(Source data)
*-*-*

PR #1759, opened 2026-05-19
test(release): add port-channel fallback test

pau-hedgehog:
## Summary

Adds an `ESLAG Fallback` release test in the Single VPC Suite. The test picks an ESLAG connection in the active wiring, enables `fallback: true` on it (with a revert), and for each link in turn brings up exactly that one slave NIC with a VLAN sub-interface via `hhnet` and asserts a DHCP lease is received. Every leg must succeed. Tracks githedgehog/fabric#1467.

*-*-*

WHAT TO DO:
All of the data above should be duplicated exactly.

TASK RESULT:
PR #1759, opened 2026-05-19
test(release): add port-channel fallback test

pau-hedgehog:
## Summary

Adds an `ESLAG Fallback` release test in the Single VPC Suite. The test picks an ESLAG connection in the active wiring, enables `fallback: true` on it (with a revert), and for each link in turn brings up exactly that one slave NIC with a VLAN sub-interface via `hhnet` and asserts a DHCP lease is received. Every leg must succeed. Tracks githedgehog/fabric#1467.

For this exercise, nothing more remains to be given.